To convert the YAML files in the db
folder (or another equivalent collection)
into a single JSON file for use as the Catalog's Main database, run the database
control script with the compile
action:
./dbctl.py compile
To update the RDF subject thesaurus used by the Catalog, run the database
control script with the vocab
action:
./dbctl.py vocab
There are no effective command-line options here; in the absence of any demand for configurability, the paths are hard-coded.

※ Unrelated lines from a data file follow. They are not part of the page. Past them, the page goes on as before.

PR #3369, opened 2019-10-08
Allow to easily extend `Auth#store_location` behavior

spaghetticode:
**Description**

Often makes sense change the behavior of the method `Spree::Core::ControllerHelpers::Auth#store_location`, which is responsible for setting `session[:spree_user_return_to`]` value to the current URL. When necessity arises, the
only way ATM is to monkey patch Solidus version of this method.

This PR allows adding custom behavior by less obtrusive means, ie. by using custom rules.

**Checklist:**

### DIFF
--- a/core/lib/generators/spree/install/templates/config/initializers/spree.rb.tt
+++ b/core/lib/generators/spree/install/templates/config/initializers/spree.rb.tt
@@ -93,3 +93,11 @@ Spree.user_class = <%= (options[:user_class].blank? ? "Spree::LegacyUser" : opti
 # just uncomment the following code and change it as you need.
 #
 # Spree::Model.whitelisted_ransackable_attributes << 'field'
+
+# Rules for avoiding to store the current path into session for redirects
+# When at least one rule is matched, the request path will not be stored
+# in session.
+# You can add your custom rules by uncommenting this line and changing
+# the class name:
+#
+# Spree::UserLastUrlStorer.rules << 'Spree::UserLastUrlStorer::Rules::AuthenticationRule'
--- a/core/app/models/spree/user_last_url_storer.rb
+++ b/core/app/models/spree/user_last_url_storer.rb
@@ -1,0 +1,46 @@
+# frozen_string_literal: true
+
+module Spree
+  # This service object is responsible for storing the current path into
+  # into `session[:spree_user_return_to]` for redirects after successful
+  # user/admin authentication.
+  class UserLastUrlStorer
+    # Lists all the rules that will be evaluated before storing the
+    # current path value into the session.
+    #
+    # @return [Spree::Core::ClassConstantizer::Set] a set of rules
+    #  that, when matched, will prevent session[:spree_user_return_to]
+    #  to be set
+    #
+    # @example This method can be used also to add more rules
+    #  Spree::UserLastUrlStorer.rules << 'CustomRule'
+    #
+    # @example it can be used also for removing unwanted rules
+    #  Spree::UserLastUrlStorer.rules.delete('CustomRule')
+    #
+    def self.rules
+      Spree::Config.user_last_url_storer_rules
+    end
+
+    # @param controller [ApplicationController] an instance of ApplicationController
+    #  or its subclasses. The controller will be passed to each rule for matching.
+    def initialize(controller)
+      @controller = controller
+    end
+
+    # Stores into session[:spree_user_return_to] the request full path for
+    # future redirects (to be used after successful authentication). When
+    # there is a rule match then the request full path is not stored.
+    def store_location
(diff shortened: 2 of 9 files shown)


core/app/models/spree/user_return_to_storer.rb
```diff
@@ -0,0 +1,54 @@
...
+    # current path value into the session.
+    #
+    # @return [Spree::Core::ClassConstantizer::Set] a set of rules
+    #  that, when matched, will prevent session[:spree_user_return_to]
+    #  to be set
+    #
+    # @example This method can be used also to add more rules
+    #  Spree::UserReturnToStorer.rules << 'CustomRule'
+    #
+    # @examle it can be used also removing unwanted rules
```
kennyadsl: `examle` -> `example`

core/app/models/spree/user_return_to_storer.rb
```diff
@@ -0,0 +1,54 @@
+# frozen_string_literal: true
+
+module Spree
+  # This service object is responsible for storing the current path into
+  # into `session[:spree_user_return_to]` for redirects after successful
+  # user/admin authentication.
+  class UserReturnToStorer
```
kennyadsl: This name is a bit hard to understand maybe, at least for me at the first look. I immediately thought about Returns and I'm wondering if we can use another terminology, which conflicts less with other elements of the Solidus domain, like `UserLastLocationStorer` maybe? I think it could be better even because this proposed name is not connected with how we'll use it, while `ReturnTo` is. Not a strong opinion here, what's yours?

core/lib/generators/spree/install/templates/config/initializers/spree.rb.tt
```diff
@@ -93,3 +93,11 @@ Spree.user_class = <%= (options[:user_class].blank? ? "Spree::LegacyUser" : opti
...
 #
 # Spree::Model.whitelisted_ransackable_attributes << 'field'
+
+# Rules for avoiding to store the current path into session for redirects
+# When at least one rule is matched, the request path will not be stored
+# in session.
+# You can add your custom rules by uncommenting this line and changing
+# the class name:
+#
+# Spree::UserReturnToStorer.rules << 'Spree::UrlReturnToStorer::Rules::AuthenticationRule'
```
kennyadsl: I'd use an explicit example class here, like `Spree::UrlReturnToStorer::Rules::YourCustomRule`

core/app/models/spree/user_return_to_storer.rb
```diff
@@ -0,0 +1,54 @@
...
+    class Configuration
+      def rules
+        @rules ||= ::Spree::Core::ClassConstantizer::Set.new.tap do |set|
+          set << 'Spree::UserReturnToStorer::Rules::AuthenticationRule'
```
kennyadsl: I think it could be better setting the default rule into `core/lib/spree/app_configuration.rb` [where we are creating the preference](https://github.com/solidusio/solidus/pull/3369/files#diff-3c6f02645e665491dd8ba3931be30b9fR480-R482) to better split the implementation and how we are actually using it in Solidus and also for consistency with the other preferences that seem to have defaults set there.

core/lib/generators/spree/install/templates/config/initializers/spree.rb.tt
spaghetticode: I used a real one so a developer interested in knowing how these rules work can quickly find that real existing module in the codebase and use it as a blueprint for their custom rules... or at least that's what I would do. 

Differently, one should look into the documentation or use their own means to find a real example, ending up on that very same file (it's the only rule we have so far) but probably spending more time and brain resources in the process.

core/app/models/spree/user_return_to_storer.rb
spaghetticode: My strong opinion here is that I don't like that name either 😄 

I think `UserLastLocationStorer` is good and better than mine, but it's a bit long. What about `UserLastUrlStorer` or `UserLocationStorer`?

As soon as we agree on a name I'll revisit the PR with the other suggestions as well... so much namespace and filenames to change 😄

kennyadsl: I think `UserLastUrlStorer` is fine. Let's see if we have some other opinion here :)

core/lib/generators/spree/install/templates/config/initializers/spree.rb.tt
kennyadsl: That makes sense!

core/app/models/spree/user_return_to_storer.rb
spaghetticode: Sounds good 👍

PR #3372, opened 2019-10-09
Link to guides after installation instructions

jarednorman:
We get a good amount of people completing the installation and setup of a Solidus store, but unsure about how to start customizing it showing up in Slack and asking questions which might be answered by these guides.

What happens is that the script will look for an adjacent file called
unesco-thesaurus.ttl
and parse it if available. Otherwise it will download a
fresh copy of the UNESCO Vocabulary and parse that instead. It will strip out
unused triples and (in a somewhat hackish manner) enable the domains and
microthesauri to be traversed as if they were higher level concepts. It will
save the result as simple-unesco-thesaurus.ttl
; if you are running dbctl.py
,
in the same directory as serve.py
, this file will already be in the correct
place, otherwise you should manually move it to the same directory as
serve.py
.
If you want to re-run the process for converting the records from the Metadata Standards Directory for use with the Metadata Standards Catalog, the easiest way to proceed is to set up local copies of this repository and that of the Metadata Standards Directory within neighbouring folders:
git clone https://github.com/rd-alliance/metadata-catalog-dev.git
git clone https://github.com/rd-alliance/metadata-directory.git
That is, you should end up with something like this:
rda-dev/
metadata-catalog-dev/
metadata-directory/
The migration process is handled by the Python script migrate.py
. The only
thing you need installed beyond the standard installation of Python 3 is the
non-standard library PyYAML. You can install this quite easily using the pip
utility.
(Ubuntu/Debian users may prefer to install the python3-yaml
package.)
Since the conversion has already been performed in this repository, you might
prefer to set up a third directory for testing, and copy the migrate.py
script
and jacs2unesco.yml
file into it:
rda-dev/
metadata-catalog-dev/
metadata-catalog-test/
migrate.py
jacs2unesco.yml
metadata-directory/
Within your testing folder, run the Python script migrate.py
. On UNIX systems,
you should be able to use it directly:
./migrate.py
Otherwise you might need to invoke python
or python3
:
python3 migrate.py
If you have set up your files and folders as above, this should be all you need
to do. If, however, you need to change where the script looks for the
metadata-directory
folder or the mapping from Directory disciplines to Catalog
subject keywords (i.e. jacs2unesco.yml
), or change where the script writes out
its YAML files, you can use command line options. For details, run the following
command:
./migrate.py --help
After running the script, you should have the following new files and folders:
db/
: contains a further 5 folders in which the migrated data are stored in.yml
files. (The endorsements folder will be empty)disciplines.yml
: a report of all the disciplines uses in the Metadata Standards Directory, useful if you want to write your own mapping to a different controlled vocabulary.migration-log.yml
: a report of things that might need to be tidied up manually, e.g. unrecognized disciplines or sponsor organizations.